I bought the CD, stopped awhile to inspect the significance of titles and pictures on all the other  CD’s I could take the time to study, (anxious to get home) and went home. After listening and analyzing the lyrics for about 2 hours, I couldn’t find one thing to help me in finding any more information about when or how I would see Amelia again. The song, “fly” meant something, but I couldn’t make it out yet. I turned off the stereo, and told myself that all of this wasn’t real. There could not be any truth to my beliefs. I began trying to dismiss any new thoughts that would lead me to think about Amelia anymore. This actually worked for about two more weeks, although I still missed her terribly.

The main reason I think that it was possible that I was able to come close to forgetting about Amelia is that there was a new and more powerful resource to occupy my mind. I had begun working closely with a devoted Christian at work. This Christian, Chris, had been inviting me over for bible-studies and he mentioned that I could move into a small utility room that was not being used and I said I would have to think about it. After I went back to Matt’s, I went to the laundry mat. There was a pinball machine in the back.

            

                   SLASH AND THE PINBALL  MACHINE

 

The pinball machine was themed to be Guns ‘N Roses, the rock and roll band. The more I played this pinball machine, the more sure I was that Slash, the guitarist for the band, had designed it himself.

While my clothes were washing, I looked over my shoulder between games at the other people in the laundry—mat. There was a young Hispanic-looking family standing and talking, they had a little baby girl walking and babbling around. I dropped my quarter in the pinball machine and started playing again. Almost half—way through the game, I sensed someone watching over my shoulder, turned and looked, and there was Slash.

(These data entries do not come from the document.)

PR #15, opened 2017-06-26
various fixes and improvements

### LINKED ISSUE #17: pyyaml dependency in ros2 topic echo
I didn't have `pyyaml` installed and got this error:

```
$ ros2 run demos_nodes_cpp listener
Failed to load entry point 'echo': No module named 'yaml'
```

I am adding `python3 -m pip install pyyaml` to the installation instructions, but I noticed it's not listed in the setup.py for `ros2topic` where I think it should be. Is that correct?

dirk-thomas:
Beside other changes fixes #17.

### DIFF
--- a/ros2run/ros2run/command/run.py
+++ b/ros2run/ros2run/command/run.py
@@ -22,7 +22,7 @@ from ros2run.api import run_executable
 
 
 class RunCommand(CommandExtension):
-    """Various run related sub-commands."""
+    """Run a package specific executable."""
 
     def add_arguments(self, parser, cli_name):
         arg = parser.add_argument(
--- a/ros2cli/ros2cli/daemon/__init__.py
+++ b/ros2cli/ros2cli/daemon/__init__.py
@@ -57,6 +57,8 @@ def main(*, script_name='_ros2_daemon', argv=None):
                 _print_invoked_function_name(node.get_node_names))
             server.register_function(
                 _print_invoked_function_name(node.get_topic_names_and_types))
+            server.register_function(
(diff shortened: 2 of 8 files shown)


dirk-thomas:
Ready for review.

dhood:
I opened https://github.com/ros/rosdistro/pull/15377 because after speaking with @nuclearsandwich I understood that that would be necessary upstream in order for this package to get built on the buildfarm since 41d411e93ed09b6742e60e5420fbfd86d66d2bbb

dirk-thomas:
To determine if a package contains executables required to crawl the file system. Since that is a significant overhead it isn't being done for the package name completion.

ros2run/ros2run/command/run.py
```diff
@@ -22,7 +22,7 @@
 
 
 class RunCommand(CommandExtension):
-    """Various run related sub-commands."""
+    """Run a package specific executable."""
```
mikaelarguedas: Maybe that's my english, "Run a package **'s** specific executable." ?

wjwwood: It looks ok as-is to me. I read it as `Run a "package specific" executable.`  Where the quoted string is an adjective and is optional, i.e. it would read as well (though less specific) as `Run an executable.`.

wjwwood: A totally unambiguous way to say it is `Run an executable of a specific package.`

mikaelarguedas: ok thanks for clarifying!

PR #19, opened 2017-06-27
use yaml for parsing msg and srv values

wjwwood:
This should be backwards compatible with the JSON style inputs. Also, these packages already needed yaml, so it's not a new dependency. It also makes using this feature on Windows easier since you don't have to so quote escaping in a lot of cases.

@Kukanani FYI you should be able to do `ros2 topic pub /chatter std_msgs/String "data: Hello world"` with this pr.

### DIFF
--- a/ros2service/package.xml
+++ b/ros2service/package.xml
@@ -12,6 +12,8 @@
   <depend>rclpy</depend>
   <depend>ros2cli</depend>
 
+  <exec_depend>python3-yaml</exec_depend>
+
   <test_depend>ament_copyright</test_depend>
   <test_depend>ament_flake8</test_depend>
   <test_depend>ament_pep257</test_depend>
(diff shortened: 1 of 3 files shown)


dhood:
I am in favour of this because I was annoyed I couldn't copy-paste stuff from ROS 1

wjwwood:
I changed the base to be `master` now that https://github.com/ros2/ros2cli/pull/15 is merged.

wjwwood:
We still need to make a decision on whether or not this should get merged today. CI:

- Linux:
  - [Build Status](http://ci.ros2.org/job/ci_linux/2825/)
- Linux-aarch64:
  - [Build Status](http://ci.ros2.org/job/ci_linux-aarch64/330/)
- macOS:
  - [Build Status](http://ci.ros2.org/job/ci_osx/2282/)
- Windows:
  - [Build Status](http://ci.ros2.org/job/ci_windows/2962/)

wjwwood:
I tested the behavior manually. I'll go ahead an merge since we've got a few pending changes that must go in anyways.

PR #24, opened 2017-06-27
fix population of recursive message fields

dirk-thomas:
Fixes #22.

Ready for review.

PR #27, opened 2017-06-27
also handle ValueError nicely

dirk-thomas:
Follow up of #24.

This handles `ValueErrors` as well. To reproduce try:

```
ros2 topic pub initialpose geometry_msgs/PoseWithCovarianceStamped "header:
  stamp:
    sec: 'sec'
    nanosec: 0.5
  frame_id: 'map'   
pose:
  pose:
    position: {x: 5.5, y: 4.5, z: 0.0}
    orientation: {x: 0.0, y: 0.0, z: 0.0, w: 1.0}
  covariance: [0.5, 0.5, 0.0, 0.0, 0.0, 0.0, 0.0, 0.5, 0.5, 0.0, 0.0, 0.0, 0.0, 0.0,    0.0, 0.0, 0.0, 0.0, 0.0, 0.0, 0.0, 0.0, 0.0, 0.0, 0.0, 0.0, 0.0, 0.0, 0.0, 0.0,
    0.0, 0.0, 0.0, 0.0, 0.0, 0.0]"
```

### DIFF
--- a/ros2topic/ros2topic/verb/pub.py
+++ b/ros2topic/ros2topic/verb/pub.py
@@ -99,6 +99,8 @@ def set_msg_fields(msg, values):
                 raise SetFieldError(
                     '{field_name}.{e.field_name}'.format_map(locals()),
                     e.exception)
+        except ValueError as e:
+            raise SetFieldError(field_name, e)
         try:
             setattr(msg, field_name, value)
         except Exception as e:


ros2topic/ros2topic/verb/pub.py
```diff
@@ -99,6 +99,9 @@ def set_msg_fields(msg, values):
                 raise SetFieldError(
                     '{field_name}.{e.field_name}'.format_map(locals()),
                     e.exception)
+        except ValueError as e:
+            raise SetFieldError(
+                '{field_name}'.format_map(locals()), e)
```
wjwwood: Do you not have to do `**locals()`?

dirk-thomas: No, not with `format_map`. There is already plenty of other code using this snippet.

wjwwood: Ah sorry, thought it was just format, lgtm.

dirk-thomas: Looking at the line again the whole use of `format_map` is pretty unnecessary. I used it for the field name concatenation in another line but here it only contains `field_name`. I will update it to use the literal variable instead...

PR #30, opened 2017-06-28
add exec_depend on python3-pkg-resources

mikaelarguedas:
the rosdep key has been added in https://github.com/ros/rosdistro/pull/15406

### DIFF
--- a/ros2cli/package.xml
+++ b/ros2cli/package.xml
@@ -9,6 +9,7 @@
   <maintainer email="dthomas@osrfoundation.org">Dirk Thomas</maintainer>
   <license>Apache License 2.0</license>
 
+  <exec_depend>python3-pkg-resources</exec_depend>
   <exec_depend>rclpy</exec_depend>
 
   <test_depend>ament_copyright</test_depend>


ros2cli/package.xml
```diff
@@ -9,6 +9,7 @@
   <maintainer email="dthomas@osrfoundation.org">Dirk Thomas</maintainer>
   <license>Apache License 2.0</license>
 
+  <exec_depend>python3-pkg-resources</exec_depend>
```
dirk-thomas: Is this only a run dependency? Is it not already used at buildtime?

mikaelarguedas: I thought that `ament_python` packages rely on setuptools at buildtime that provide this dependency. So I assumed that runtime would be enough, isn't it ?

dirk-thomas: Ok, I think that is fine for now with the `setuptools` dependency being injected by bloom.

mikaelarguedas: Sounds good merging as is then

PR #31, opened 2017-06-28
truncate arrays, bytes, and strings by default, add option to show in full or use custom threshold

dirk-thomas:
This will allow to print every image message with: `ros2 topic echo /image`

### DIFF
--- a/ros2topic/ros2topic/verb/echo.py
+++ b/ros2topic/ros2topic/verb/echo.py
@@ -55,12 +55,12 @@ class EchoVerb(VerbExtension):
             help='Output all recursive fields separated by commas (e.g. for '
                  'plotting)')
         parser.add_argument(
-            '--full-length', action='store_true',
+            '--full-length', '-f', action='store_true',
             help="Output all elements for arrays, bytes, and string with a "
                  "length > '--truncate-length', by default they are truncated "
                  "after '--truncate-length' elements with '...''")
         parser.add_argument(
-            '--truncate-length', type=unsigned_int, default=DEFAULT_TRUNCATE_LENGTH,
+            '--truncate-length', '-l', type=unsigned_int, default=DEFAULT_TRUNCATE_LENGTH,
             help='The length to truncate arrays, bytes, and string to '
                  '(default: %d)' % DEFAULT_TRUNCATE_LENGTH)
 
--- a/ros2topic/ros2topic/verb/echo.py
+++ b/ros2topic/ros2topic/verb/echo.py
@@ -12,6 +12,7 @@
 # See the License for the specific language governing permissions and
 # limitations under the License.
 
+from argparse import ArgumentTypeError
 from collections import OrderedDict
 import importlib
 import sys
@@ -23,6 +24,18 @@ from ros2topic.api import get_topic_names_and_types
 from ros2topic.api import TopicNameCompleter
 from ros2topic.verb import VerbExtension
 import yaml
+
+DEFAULT_TRUNCATE_LENGTH = 128
+
+
+def unsigned_int(string):
+    try:
+        value = int(string)
+    except ValueError:
+        value = -1
+    if value < 0:
+        raise ArgumentTypeError('value must be non-negative integer')
+    return value
 
 
 class EchoVerb(VerbExtension):
@@ -41,6 +54,15 @@ class EchoVerb(VerbExtension):
             '--csv', action='store_true',
             help='Output all recursive fields separated by commas (e.g. for '
                  'plotting)')
+        parser.add_argument(
+            '--full-length', action='store_true',
+            help="Output all elements for arrays, bytes, and string with a "
+                 "length > '--truncate-length', by default they are truncated "
+                 "after '--truncate-length' elements with '...''")
+        parser.add_argument(
+            '--truncate-length', type=unsigned_int, default=DEFAULT_TRUNCATE_LENGTH,
+            help='The length to truncate arrays, bytes, and string to '
+                 '(default: %d)' % DEFAULT_TRUNCATE_LENGTH)
 
     def main(self, *, args):
         return main(args)
@@ -49,9 +71,9 @@ class EchoVerb(VerbExtension):
 def main(args):
     if not args.csv:
         register_yaml_representer()
-        callback = subscriber_cb
+        callback = subscriber_cb(args)
     else:
-        callback = subscriber_cb_csv
+        callback = subscriber_cb_csv(args)
     with DirectNode(args) as node:
         subscriber(node, args.topic_name, args.message_type, callback)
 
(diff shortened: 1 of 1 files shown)


dirk-thomas:
My rational for using truncation by default is the following:

* For large messages I want "non-broken" behavior by default, if long messages are printed in full by default that basically prevents all messages to be outputted.
* For small message I want to see all array values, and all character in bytes and strings.
* ROS 1 has options to truncate arrays / strings (actually to show nothing but the length). Since these options have been added later in order to not previous behavior they don't achieve the goal of the first bullet. Therefore I don't think we should mimic ROS 1 behavior here.

Additional improvements could be:

* Show the number of truncated values / characters or the full length for information purposes.
* Allow to pass a custom threshold for the truncation.

mikaelarguedas:
I'm not sure if the default behavior should be "not show the entire message". While making sense for large messages it seems odd that if I ask to print the content of a message I get only part of it.
I like the `--no-arr` option in ROS1 allowing to print messages without printing the arrays. It doesnt allow you to know that the content of your image changes in that case
`rostopic hz` is another useful way of knowing of often you are receiveing messages.
An alternative could be to print a warning before the message if the size exceed an arbitrary threshold. This way users would be warned that displaying it would screw up their performance but not making an arbitrary decision on the size of the message they can display.

Maybe if you can clarify what is the use case we try to solve with this approach we can discuss alternatives and decide which one is the best suited default behaviour

mikaelarguedas:
Well I guess I should have sent this message when I wrote it after the offline discussion :confounded: and not 40 min late... thanks for providing a rationale.

I see your reasoning, I agree that defaulting to something having bad performances is not ideal. I think that if this is to be merged we should at least allow users to chose the threshold.

I'd like to have more input from @ros2/team before merging this because that's a change from ROS1 behavior (and general expected behavior) that should be discussed and considered carefully before imposing it to users. Then I agree we can iterate on it later so it could be rolled out as is in beta2 and modified later.

dirk-thomas:
> we should at least allow users to chose the threshold.

I will add an additional option for this. I guess one threshold for all three types is sufficient?

> I'd like to have more input from ros2/team before merging this because that's a change from ROS1 behavior (and general expected behavior) that should be discussed and considered carefully before imposing it to users.

Before discussing what we should do I would like to have a consensus on the goals. Do we agree about the two goals described in the first two bullets (non-broken for "large" msgs, see all values for "small" msgs)? If each of you could answer that question first that would be helpful.

mikaelarguedas:
> I will add an additional option for this. I guess one threshold for all three types is sufficient?

Yes I think that's sufficient

> non-broken for "large" msgs, see all values for "small" msgs

Yeah I think that's a good goal to have if we agree that someone calling `ros2 topic echo` should not expect a full message if it's a long one. 

Looking at the patch, this truncature also applies to fixed length arrays and not only the dynamic ones right ?

dirk-thomas:
> Looking at the patch, this truncature also applies to fixed length arrays and not only the dynamic ones right?

Yes, good point. I will rename the constant to `TRUNCATE_LENGTH`.

clalancette:
> My rational for using truncation by default is the following:
> 
>     For large messages I want "non-broken" behavior by default, if long messages are printed in full by default that basically prevents all messages to be outputted.

Yeah, I definitely agree with this.  Otherwise the user has no idea what is wrong with their invocation of echo.

>     For small message I want to see all array values, and all character in bytes and strings.

Seems sane to me.

>     ROS 1 has options to truncate arrays / strings (actually to show nothing but the length). Since these options have been added later in order to not previous behavior they don't achieve the goal of the first bullet. Therefore I don't think we should mimic ROS 1 behavior here.

I can see that option being useful here as well, but I'm happy to defer that until later.

wjwwood:
I'm ok with having automatic truncating (or automatic summarizing, however you want to call it). +1 for the proposed changes.

Though I'm dubious about the rationale that large messages are broken by default in this case. Whether or not it can print all the messages depends on the speed of your computer and the size of message. Not whether or not it is truncated. Presumably a large enough message (or high enough frequency messages) would also result in not every message being printed.

I like the proposed changes because it's a better user experience, i.e. the summary is more useful than the raw data in most cases, imo.

dirk-thomas:
I updated the patch. It has an option to pass a custom threshold (which can also be zero).

Ready for re-review.

dirk-thomas:
I could remove `--full-length` and use any negative value for `--truncate-length` to select that behavior?

ros2topic/ros2topic/verb/echo.py
```diff
@@ -41,6 +54,15 @@ def add_arguments(self, parser, cli_name):
             '--csv', action='store_true',
             help='Output all recursive fields separated by commas (e.g. for '
                  'plotting)')
+        parser.add_argument(
+            '--full-length', action='store_true',
```
wjwwood: I think it would be good to have a short flag for this, maybe `-f` or `-a`. @ros2/team what does everyone else think?

ros2topic/ros2topic/verb/echo.py
```diff
@@ -41,6 +54,15 @@ def add_arguments(self, parser, cli_name):
...
+            help="Output all elements for arrays, bytes, and string with a "
+                 "length > '--truncate-length', by default they are truncated "
+                 "after '--truncate-length' elements with '...''")
+        parser.add_argument(
+            '--truncate-length', type=unsigned_int, default=DEFAULT_TRUNCATE_LENGTH,
```
wjwwood: Same here, maybe `-l`.

wjwwood:
Personally I like the explicit `--full-length` argument. It is more visible/obvious when someone reads it (imagine it's in a tutorial). With the implicit full length on `-1` you have to assume or read the docs to understand it. You could also do both, but I don't see a reason for it.

clalancette:
> I could remove --full-length and use any negative value for --truncate-length to select that behavior?

I'd be OK with that, though if you did that, I would suggest changing the name of the flag to "max-print-length" or something like that.

ros2topic/ros2topic/verb/echo.py
clalancette: Yeah, I also think it would be good to have short options.

dirk-thomas: Done: 0777ef20bf0de97e3c8c4efd24ccf244e1ac7407

ros2topic/ros2topic/verb/echo.py
dirk-thomas: Done: 0777ef20bf0de97e3c8c4efd24ccf244e1ac7407

dirk-thomas:
I will go ahead soon and merge this as-is if there are no further comments.

mikaelarguedas:
that sounds good to me we can iterate on a summarize option or an alternative after the release

dirk-thomas:
Updated test accordingly in 1156c0d968ec9db082e775292d7df3b6f944ccc0.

His face was right next to mine, he nodded his head in a gesture to say hello, and then he said, “Play on.” I turned my astonished gaze back to the pinball machine, and continued playing. Slash had cut his hair back so that it was only to his shoulders, but it was still that curly frayed hair of his. I had only seen Slash’s face a couple of times, but this man had his eyes and face. I decided since he knew that I loved his guitar playing so much, that he was visiting my computer-world just to let me know that he appreciated my adoration. He watched for a couple more minutes, and then began playing the video game next to me while I finished my game.

My clothes in the washers were done, so I left the pinball machine and told Slash (not daring to say his name) that I was done if he wanted to play on it. After I was done loading the dryers, I watched Slash play on the pinball machine. He was really skilled and scored much higher on the pinball than I could have ever dreamed. After his first game was over, he gave me a wise smiling expression, and slipped his hand into his pocket and pulled out a large pocket—knife. In one swift move, he kneeled down and jimmied the quarter-slot with his knife, and the pinball machine started another game. This impressed me but didn’t really surprise me; I already knew that Slash was cool. His little girl came up and was holding on to his leg, and I started to feel a little overwhelmed, so I went outside for a cigarette.

 

                                   THE BULLDOZER

 

Outside across the street there was a bulldozer doing demolition work. A new Sears was supposed to go up, and the dozer was tearing part of the old one down. This seemed kind of sad to me, and I wondered if it was a message meant for me.

Suddenly I noticed the pay phone and remembered that I still needed to call Chris to tell him that I was ready to move in. Chris answered the phone, and said that he would be there waiting for me for the rest of the evening, and that whenever I got there would be fine. I hung up the phone and sat on the curb of the laundry-mat porch and watched the huge bull-dozer do it’s destruction. The dozer was tearing down something old, so that something new and better could be built. This was the message; I was leaving Matt’s so something better could happen for me. Something closer to Amelia, something better. I finished my cigarette, went inside and folded up my clothes, then went back to Matt’s to pack up my few belongings.